## [Task instructions]
Look through the material below and copy exactly the lines from the line with "There is also" to the line with "The newest version", those two lines included.

## [Data for this task]
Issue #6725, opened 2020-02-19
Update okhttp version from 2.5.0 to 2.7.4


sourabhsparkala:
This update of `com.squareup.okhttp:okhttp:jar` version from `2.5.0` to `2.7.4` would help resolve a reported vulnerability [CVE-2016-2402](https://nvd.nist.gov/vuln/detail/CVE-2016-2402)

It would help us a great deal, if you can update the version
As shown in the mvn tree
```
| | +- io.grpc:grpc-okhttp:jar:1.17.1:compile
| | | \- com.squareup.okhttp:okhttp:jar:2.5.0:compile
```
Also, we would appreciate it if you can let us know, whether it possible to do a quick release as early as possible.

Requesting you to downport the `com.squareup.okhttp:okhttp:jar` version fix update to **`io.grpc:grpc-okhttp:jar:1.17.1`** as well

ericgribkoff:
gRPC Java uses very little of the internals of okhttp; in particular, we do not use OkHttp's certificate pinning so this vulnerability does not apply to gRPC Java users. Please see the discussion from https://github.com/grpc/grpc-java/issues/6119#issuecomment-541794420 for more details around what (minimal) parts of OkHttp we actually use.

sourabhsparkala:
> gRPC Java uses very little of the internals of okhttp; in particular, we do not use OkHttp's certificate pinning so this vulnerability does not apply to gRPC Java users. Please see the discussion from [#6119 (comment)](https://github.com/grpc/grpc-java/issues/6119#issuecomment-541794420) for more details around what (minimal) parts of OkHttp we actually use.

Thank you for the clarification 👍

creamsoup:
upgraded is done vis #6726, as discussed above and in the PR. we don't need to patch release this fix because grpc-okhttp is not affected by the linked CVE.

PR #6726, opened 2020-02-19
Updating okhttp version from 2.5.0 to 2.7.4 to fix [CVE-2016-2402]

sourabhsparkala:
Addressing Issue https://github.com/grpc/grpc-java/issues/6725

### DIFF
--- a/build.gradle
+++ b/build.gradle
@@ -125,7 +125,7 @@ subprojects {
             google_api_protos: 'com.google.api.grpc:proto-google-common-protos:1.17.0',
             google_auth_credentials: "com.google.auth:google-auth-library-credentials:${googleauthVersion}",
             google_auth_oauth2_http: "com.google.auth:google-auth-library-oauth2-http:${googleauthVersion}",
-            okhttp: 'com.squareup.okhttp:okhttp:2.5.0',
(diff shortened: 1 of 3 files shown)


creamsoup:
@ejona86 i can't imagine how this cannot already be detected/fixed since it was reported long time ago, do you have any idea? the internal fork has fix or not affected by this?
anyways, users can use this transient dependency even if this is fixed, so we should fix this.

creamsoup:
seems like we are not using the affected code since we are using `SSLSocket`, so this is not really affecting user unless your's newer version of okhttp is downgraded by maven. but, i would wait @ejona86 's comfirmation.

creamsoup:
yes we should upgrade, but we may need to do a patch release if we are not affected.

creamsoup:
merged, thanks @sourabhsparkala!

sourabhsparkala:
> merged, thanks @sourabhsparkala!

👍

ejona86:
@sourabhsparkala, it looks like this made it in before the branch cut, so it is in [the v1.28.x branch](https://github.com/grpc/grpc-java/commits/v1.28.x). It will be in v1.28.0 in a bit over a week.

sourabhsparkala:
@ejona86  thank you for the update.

...

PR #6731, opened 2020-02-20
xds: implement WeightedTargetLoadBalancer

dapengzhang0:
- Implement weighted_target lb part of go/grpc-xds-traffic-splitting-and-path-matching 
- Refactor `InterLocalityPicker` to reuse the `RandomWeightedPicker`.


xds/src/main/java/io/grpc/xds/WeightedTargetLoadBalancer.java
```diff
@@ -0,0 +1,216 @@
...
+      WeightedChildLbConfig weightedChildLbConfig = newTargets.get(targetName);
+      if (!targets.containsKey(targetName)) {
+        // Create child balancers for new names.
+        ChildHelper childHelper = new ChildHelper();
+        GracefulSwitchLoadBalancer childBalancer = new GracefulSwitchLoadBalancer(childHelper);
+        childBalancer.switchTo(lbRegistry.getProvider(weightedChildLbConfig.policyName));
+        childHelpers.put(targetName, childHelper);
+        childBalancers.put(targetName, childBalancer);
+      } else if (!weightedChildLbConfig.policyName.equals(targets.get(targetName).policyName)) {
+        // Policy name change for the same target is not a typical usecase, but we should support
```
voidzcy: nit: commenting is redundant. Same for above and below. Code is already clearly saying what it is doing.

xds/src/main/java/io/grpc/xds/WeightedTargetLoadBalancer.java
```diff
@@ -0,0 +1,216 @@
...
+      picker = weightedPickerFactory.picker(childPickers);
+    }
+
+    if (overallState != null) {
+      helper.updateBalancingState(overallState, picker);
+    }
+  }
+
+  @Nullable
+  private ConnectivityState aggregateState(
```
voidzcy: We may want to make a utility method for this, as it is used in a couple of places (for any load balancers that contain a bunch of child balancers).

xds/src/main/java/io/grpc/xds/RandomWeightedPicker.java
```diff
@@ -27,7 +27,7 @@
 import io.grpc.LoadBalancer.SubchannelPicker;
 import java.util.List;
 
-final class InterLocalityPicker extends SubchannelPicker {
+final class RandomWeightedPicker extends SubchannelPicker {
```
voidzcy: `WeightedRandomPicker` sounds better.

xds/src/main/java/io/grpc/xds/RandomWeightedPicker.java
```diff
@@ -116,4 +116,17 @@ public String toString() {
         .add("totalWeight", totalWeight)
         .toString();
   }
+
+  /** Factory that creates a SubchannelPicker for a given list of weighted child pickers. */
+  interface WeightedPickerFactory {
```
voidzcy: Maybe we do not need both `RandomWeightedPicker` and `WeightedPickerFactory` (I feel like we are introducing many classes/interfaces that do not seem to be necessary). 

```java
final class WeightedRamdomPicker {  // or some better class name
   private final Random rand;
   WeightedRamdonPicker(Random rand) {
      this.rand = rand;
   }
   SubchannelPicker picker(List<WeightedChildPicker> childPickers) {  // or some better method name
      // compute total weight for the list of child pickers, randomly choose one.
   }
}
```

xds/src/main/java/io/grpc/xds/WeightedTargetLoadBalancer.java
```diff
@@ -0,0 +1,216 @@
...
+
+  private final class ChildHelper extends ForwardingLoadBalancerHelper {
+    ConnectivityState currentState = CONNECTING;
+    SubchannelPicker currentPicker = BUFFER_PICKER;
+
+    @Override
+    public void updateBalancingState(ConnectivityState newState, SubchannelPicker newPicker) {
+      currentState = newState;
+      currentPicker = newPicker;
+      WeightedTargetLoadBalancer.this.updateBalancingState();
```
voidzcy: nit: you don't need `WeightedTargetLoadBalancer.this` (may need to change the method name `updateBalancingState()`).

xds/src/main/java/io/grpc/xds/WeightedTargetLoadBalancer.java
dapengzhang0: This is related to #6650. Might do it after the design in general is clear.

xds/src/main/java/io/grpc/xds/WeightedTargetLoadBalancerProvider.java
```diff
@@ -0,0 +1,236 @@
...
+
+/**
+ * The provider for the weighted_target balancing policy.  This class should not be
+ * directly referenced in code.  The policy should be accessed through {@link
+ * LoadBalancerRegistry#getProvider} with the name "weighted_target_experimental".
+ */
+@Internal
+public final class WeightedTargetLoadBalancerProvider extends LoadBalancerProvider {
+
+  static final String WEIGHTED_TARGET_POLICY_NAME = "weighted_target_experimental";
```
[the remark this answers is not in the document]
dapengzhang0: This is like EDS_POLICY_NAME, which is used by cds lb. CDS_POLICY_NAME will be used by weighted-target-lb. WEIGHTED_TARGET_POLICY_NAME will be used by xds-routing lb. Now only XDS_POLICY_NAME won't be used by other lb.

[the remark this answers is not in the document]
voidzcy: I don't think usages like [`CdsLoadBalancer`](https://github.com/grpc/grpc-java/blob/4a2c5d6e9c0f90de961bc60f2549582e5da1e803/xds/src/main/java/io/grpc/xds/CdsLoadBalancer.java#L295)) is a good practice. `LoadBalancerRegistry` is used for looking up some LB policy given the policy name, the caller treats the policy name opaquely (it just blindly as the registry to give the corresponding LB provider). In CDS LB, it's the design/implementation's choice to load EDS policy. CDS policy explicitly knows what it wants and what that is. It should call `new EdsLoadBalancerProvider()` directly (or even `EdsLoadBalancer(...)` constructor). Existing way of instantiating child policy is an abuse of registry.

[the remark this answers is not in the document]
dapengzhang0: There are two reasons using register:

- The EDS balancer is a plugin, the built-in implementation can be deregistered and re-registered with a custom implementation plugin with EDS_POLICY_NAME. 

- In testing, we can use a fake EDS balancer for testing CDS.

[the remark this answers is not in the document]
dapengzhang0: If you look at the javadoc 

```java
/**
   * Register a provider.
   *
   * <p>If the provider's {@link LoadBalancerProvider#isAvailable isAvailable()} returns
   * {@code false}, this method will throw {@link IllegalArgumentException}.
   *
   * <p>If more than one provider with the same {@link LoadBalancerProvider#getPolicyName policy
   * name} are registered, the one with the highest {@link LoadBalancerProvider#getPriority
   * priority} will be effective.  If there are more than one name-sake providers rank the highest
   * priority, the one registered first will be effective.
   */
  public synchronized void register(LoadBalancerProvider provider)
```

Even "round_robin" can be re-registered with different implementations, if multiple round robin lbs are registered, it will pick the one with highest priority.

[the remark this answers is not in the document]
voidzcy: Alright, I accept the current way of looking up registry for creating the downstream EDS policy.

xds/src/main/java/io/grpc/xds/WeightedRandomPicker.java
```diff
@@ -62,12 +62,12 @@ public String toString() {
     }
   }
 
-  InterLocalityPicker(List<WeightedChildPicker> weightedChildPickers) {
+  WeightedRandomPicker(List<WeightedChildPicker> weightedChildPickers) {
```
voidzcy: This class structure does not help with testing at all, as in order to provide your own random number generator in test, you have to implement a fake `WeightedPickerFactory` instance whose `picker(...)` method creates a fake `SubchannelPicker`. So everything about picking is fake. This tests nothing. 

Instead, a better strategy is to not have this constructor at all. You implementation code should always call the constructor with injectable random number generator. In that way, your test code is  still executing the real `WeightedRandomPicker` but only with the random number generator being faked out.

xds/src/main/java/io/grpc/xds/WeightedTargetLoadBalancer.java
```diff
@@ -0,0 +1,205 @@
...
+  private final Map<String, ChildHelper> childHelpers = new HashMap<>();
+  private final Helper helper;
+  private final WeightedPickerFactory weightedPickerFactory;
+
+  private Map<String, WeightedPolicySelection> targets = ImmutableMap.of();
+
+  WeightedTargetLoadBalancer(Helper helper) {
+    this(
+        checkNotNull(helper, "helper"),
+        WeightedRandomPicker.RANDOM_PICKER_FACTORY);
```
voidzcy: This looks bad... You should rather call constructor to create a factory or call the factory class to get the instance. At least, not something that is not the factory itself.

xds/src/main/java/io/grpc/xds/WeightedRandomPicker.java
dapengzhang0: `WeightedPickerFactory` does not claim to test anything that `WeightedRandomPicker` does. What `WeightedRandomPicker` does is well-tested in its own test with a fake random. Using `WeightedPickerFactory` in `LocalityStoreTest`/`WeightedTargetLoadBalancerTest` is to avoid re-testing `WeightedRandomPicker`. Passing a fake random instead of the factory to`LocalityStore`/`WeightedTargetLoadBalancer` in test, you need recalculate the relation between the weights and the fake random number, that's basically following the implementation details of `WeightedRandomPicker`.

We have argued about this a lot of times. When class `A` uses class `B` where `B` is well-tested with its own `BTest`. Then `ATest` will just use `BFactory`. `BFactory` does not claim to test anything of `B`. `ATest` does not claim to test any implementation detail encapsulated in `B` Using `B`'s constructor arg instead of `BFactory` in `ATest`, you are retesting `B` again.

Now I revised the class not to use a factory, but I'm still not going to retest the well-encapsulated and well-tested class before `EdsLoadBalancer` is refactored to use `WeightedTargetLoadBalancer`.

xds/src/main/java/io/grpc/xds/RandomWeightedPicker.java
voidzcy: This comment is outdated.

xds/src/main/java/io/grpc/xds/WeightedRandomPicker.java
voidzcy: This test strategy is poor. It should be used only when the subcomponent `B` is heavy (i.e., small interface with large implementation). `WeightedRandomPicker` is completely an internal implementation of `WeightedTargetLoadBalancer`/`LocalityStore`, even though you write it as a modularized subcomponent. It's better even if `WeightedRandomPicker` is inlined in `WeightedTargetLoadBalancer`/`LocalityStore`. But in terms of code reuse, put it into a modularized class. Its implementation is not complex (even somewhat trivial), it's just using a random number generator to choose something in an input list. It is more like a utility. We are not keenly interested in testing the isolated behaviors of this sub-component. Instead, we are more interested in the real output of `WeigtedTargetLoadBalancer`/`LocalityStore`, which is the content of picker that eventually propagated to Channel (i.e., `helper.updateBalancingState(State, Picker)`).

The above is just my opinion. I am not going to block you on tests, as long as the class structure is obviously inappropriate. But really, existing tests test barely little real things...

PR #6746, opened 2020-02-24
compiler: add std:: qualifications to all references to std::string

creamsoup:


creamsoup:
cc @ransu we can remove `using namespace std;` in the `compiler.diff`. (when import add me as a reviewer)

---

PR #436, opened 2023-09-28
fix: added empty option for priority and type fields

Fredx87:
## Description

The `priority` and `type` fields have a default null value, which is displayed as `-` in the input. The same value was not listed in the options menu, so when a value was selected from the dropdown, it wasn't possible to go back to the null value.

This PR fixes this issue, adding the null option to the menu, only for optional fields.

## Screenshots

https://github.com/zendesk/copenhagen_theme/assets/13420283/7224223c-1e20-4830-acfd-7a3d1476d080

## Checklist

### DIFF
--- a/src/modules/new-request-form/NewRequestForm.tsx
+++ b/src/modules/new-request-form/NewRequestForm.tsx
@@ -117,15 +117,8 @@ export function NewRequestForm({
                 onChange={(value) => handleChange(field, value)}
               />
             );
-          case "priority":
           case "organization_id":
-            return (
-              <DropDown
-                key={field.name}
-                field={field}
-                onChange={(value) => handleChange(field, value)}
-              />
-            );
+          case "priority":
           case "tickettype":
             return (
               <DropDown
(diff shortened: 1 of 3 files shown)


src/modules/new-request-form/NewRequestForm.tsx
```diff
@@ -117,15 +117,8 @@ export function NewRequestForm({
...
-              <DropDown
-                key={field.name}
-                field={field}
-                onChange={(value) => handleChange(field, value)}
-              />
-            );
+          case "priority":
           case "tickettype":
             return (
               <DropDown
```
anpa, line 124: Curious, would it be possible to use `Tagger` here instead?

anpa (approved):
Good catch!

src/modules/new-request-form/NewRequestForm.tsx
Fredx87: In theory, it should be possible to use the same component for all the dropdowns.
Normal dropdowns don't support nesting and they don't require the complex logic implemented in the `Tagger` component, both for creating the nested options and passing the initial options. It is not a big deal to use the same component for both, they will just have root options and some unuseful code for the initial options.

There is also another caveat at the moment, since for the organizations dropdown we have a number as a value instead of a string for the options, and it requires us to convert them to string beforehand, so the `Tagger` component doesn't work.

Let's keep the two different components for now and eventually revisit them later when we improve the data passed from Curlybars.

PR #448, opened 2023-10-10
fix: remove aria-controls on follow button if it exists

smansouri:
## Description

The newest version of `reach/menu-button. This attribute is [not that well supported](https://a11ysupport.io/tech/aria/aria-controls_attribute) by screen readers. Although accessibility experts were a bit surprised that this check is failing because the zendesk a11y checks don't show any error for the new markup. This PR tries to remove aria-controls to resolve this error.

## [Answer below]
There is also another caveat at the moment, since for the organizations dropdown we have a number as a value instead of a string for the options, and it requires us to convert them to string beforehand, so the `Tagger` component doesn't work.

Let's keep the two different components for now and eventually revisit them later when we improve the data passed from Curlybars.

PR #448, opened 2023-10-10
fix: remove aria-controls on follow button if it exists

smansouri:
## Description

The newest version of `reach/menu-button. This attribute is [not that well supported](https://a11ysupport.io/tech/aria/aria-controls_attribute) by screen readers. Although accessibility experts were a bit surprised that this check is failing because the zendesk a11y checks don't show any error for the new markup. This PR tries to remove aria-controls to resolve this error.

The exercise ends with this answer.